Your goal: The response must contain each line of the material that holds "runCmdTargetWrapper".

** Opening Data to process block **

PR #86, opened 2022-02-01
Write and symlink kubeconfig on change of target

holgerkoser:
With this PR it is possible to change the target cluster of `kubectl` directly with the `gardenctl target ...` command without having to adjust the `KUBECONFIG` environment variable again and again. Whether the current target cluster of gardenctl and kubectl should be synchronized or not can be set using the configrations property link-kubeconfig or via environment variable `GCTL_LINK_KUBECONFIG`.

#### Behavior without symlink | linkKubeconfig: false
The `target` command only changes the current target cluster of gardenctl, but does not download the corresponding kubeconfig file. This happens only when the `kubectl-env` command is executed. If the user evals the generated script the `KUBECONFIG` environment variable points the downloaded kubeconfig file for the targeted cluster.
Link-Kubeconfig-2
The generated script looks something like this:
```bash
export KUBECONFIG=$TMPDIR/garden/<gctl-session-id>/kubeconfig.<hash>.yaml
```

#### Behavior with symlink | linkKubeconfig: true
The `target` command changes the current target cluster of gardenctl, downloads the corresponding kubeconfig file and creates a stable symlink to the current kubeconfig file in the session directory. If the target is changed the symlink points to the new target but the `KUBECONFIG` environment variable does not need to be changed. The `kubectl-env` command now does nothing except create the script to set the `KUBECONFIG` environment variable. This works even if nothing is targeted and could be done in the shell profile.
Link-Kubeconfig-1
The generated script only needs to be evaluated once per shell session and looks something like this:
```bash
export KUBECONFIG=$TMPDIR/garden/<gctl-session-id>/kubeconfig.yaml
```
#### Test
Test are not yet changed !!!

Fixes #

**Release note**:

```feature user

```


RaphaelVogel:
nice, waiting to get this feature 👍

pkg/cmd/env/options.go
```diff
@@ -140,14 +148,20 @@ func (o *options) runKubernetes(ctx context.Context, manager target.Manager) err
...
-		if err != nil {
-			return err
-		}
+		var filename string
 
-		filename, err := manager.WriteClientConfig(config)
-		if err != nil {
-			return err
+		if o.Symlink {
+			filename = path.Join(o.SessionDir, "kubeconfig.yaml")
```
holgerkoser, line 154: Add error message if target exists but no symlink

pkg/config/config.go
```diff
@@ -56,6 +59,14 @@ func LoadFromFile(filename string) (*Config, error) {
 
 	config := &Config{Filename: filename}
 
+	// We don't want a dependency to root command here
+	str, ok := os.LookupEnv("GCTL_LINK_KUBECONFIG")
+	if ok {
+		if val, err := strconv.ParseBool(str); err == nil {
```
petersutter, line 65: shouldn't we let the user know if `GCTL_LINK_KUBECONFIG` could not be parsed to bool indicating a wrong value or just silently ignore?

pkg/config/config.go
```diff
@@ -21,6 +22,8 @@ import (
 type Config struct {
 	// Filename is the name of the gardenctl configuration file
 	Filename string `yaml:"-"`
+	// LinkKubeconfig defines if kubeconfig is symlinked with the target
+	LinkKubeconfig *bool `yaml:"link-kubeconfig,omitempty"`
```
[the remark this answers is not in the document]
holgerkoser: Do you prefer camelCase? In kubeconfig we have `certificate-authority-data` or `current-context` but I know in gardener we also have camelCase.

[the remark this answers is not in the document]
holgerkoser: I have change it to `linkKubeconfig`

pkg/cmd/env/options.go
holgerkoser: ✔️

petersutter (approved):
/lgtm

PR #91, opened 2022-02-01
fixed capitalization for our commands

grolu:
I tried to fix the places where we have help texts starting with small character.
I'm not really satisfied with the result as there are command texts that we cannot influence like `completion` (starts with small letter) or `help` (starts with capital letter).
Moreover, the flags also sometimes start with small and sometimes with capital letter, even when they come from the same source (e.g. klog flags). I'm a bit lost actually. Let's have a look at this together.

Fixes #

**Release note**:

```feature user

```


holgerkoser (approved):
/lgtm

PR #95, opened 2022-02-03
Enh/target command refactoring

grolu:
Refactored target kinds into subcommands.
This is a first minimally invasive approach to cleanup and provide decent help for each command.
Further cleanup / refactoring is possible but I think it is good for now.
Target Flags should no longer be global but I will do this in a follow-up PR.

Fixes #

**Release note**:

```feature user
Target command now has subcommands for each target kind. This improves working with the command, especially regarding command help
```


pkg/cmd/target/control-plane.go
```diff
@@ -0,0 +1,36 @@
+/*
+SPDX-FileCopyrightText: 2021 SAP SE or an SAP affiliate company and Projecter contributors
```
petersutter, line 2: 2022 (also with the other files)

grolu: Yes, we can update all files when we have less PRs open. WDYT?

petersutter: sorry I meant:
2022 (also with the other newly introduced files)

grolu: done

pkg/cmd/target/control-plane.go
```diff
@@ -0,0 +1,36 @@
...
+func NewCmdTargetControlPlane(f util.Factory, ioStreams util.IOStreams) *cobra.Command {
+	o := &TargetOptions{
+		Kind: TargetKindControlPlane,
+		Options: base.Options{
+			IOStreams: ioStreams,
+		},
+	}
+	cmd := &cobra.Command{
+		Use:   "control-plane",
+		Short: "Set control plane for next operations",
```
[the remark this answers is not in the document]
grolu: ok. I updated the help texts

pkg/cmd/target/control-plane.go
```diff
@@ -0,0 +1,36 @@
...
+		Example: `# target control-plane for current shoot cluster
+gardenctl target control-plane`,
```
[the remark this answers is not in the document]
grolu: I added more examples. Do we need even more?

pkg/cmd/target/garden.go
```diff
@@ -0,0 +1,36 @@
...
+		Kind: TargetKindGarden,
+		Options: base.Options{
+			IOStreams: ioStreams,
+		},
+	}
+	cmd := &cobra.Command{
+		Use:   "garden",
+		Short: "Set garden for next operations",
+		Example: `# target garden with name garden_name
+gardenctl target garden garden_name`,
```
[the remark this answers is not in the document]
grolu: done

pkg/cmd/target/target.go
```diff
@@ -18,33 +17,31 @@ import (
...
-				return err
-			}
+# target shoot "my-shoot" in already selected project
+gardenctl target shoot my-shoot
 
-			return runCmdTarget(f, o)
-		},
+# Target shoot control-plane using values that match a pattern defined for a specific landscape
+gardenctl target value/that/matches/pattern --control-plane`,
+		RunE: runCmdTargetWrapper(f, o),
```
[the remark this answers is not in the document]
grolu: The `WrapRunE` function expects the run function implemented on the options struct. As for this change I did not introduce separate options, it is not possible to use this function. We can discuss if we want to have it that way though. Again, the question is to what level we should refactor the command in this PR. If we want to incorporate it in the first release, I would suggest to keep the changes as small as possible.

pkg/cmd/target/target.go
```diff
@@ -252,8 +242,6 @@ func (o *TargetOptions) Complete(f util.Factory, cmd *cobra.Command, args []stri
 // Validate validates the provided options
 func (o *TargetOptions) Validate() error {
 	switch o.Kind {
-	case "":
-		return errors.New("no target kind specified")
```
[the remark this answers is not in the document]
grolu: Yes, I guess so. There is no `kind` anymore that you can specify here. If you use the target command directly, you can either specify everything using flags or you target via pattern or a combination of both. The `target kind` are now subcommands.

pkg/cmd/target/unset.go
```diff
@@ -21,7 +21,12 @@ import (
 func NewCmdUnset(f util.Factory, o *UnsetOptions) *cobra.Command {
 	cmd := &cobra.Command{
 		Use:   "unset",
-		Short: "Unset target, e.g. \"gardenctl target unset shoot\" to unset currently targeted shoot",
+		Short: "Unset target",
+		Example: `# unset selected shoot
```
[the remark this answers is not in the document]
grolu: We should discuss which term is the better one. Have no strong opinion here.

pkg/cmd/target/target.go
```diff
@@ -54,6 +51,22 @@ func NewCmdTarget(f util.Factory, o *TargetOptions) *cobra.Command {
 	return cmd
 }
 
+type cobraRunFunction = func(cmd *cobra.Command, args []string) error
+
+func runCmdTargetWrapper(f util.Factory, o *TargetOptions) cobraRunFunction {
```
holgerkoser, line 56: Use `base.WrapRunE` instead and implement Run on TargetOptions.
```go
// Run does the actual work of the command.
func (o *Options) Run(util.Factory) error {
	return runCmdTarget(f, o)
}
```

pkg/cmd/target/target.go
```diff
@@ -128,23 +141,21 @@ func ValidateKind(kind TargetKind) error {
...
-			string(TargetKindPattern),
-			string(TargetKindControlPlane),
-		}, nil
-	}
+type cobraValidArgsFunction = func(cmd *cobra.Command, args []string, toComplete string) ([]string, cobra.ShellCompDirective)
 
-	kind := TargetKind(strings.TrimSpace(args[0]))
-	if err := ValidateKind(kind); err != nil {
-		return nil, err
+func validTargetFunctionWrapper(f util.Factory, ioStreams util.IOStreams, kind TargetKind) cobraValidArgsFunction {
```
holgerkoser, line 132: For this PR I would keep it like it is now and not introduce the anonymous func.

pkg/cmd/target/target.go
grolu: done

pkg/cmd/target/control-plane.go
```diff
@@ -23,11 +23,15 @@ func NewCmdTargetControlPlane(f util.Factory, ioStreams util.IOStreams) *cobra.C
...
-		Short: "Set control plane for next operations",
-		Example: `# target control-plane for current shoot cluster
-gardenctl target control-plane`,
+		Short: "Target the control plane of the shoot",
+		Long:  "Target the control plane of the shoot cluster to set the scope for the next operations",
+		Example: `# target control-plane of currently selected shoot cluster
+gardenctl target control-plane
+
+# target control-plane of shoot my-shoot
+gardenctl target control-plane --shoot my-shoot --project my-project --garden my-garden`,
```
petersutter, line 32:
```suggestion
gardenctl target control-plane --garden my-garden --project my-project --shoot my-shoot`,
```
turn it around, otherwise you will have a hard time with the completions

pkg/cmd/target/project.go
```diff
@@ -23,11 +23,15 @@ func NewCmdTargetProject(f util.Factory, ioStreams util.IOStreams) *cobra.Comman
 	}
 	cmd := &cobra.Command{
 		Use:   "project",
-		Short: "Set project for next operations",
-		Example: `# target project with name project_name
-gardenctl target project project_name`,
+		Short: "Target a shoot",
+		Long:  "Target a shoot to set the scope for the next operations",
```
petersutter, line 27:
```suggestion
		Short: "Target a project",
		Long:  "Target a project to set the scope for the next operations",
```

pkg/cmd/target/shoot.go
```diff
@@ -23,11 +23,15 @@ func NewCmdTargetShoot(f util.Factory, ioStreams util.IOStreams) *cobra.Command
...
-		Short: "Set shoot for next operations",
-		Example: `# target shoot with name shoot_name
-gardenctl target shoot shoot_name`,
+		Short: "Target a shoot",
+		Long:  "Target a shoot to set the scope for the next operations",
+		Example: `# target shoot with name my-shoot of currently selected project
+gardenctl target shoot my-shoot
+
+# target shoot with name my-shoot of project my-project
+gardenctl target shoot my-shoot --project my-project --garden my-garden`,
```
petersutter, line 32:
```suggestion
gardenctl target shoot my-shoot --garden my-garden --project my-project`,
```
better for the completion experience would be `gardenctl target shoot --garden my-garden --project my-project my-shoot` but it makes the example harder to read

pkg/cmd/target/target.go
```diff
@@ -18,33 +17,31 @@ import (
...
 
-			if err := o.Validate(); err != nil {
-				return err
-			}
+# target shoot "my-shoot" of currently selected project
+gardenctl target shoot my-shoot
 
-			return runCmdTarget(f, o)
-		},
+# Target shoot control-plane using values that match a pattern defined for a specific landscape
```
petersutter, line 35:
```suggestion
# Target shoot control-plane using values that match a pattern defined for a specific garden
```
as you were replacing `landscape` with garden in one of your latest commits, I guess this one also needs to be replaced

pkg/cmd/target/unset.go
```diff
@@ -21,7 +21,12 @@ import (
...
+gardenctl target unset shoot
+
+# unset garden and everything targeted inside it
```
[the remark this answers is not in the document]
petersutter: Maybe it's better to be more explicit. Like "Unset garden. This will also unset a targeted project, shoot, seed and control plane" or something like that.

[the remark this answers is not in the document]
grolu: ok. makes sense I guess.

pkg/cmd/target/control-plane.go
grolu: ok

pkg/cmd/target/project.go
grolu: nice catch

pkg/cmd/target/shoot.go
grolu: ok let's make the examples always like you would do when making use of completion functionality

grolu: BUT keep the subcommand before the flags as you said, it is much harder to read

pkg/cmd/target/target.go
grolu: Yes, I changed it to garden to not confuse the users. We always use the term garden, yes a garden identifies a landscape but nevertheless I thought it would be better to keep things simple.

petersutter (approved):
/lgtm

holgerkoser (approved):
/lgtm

** Closing Data to process block **

Your solution:
+		RunE: runCmdTargetWrapper(f, o),
+func runCmdTargetWrapper(f util.Factory, o *TargetOptions) cobraRunFunction {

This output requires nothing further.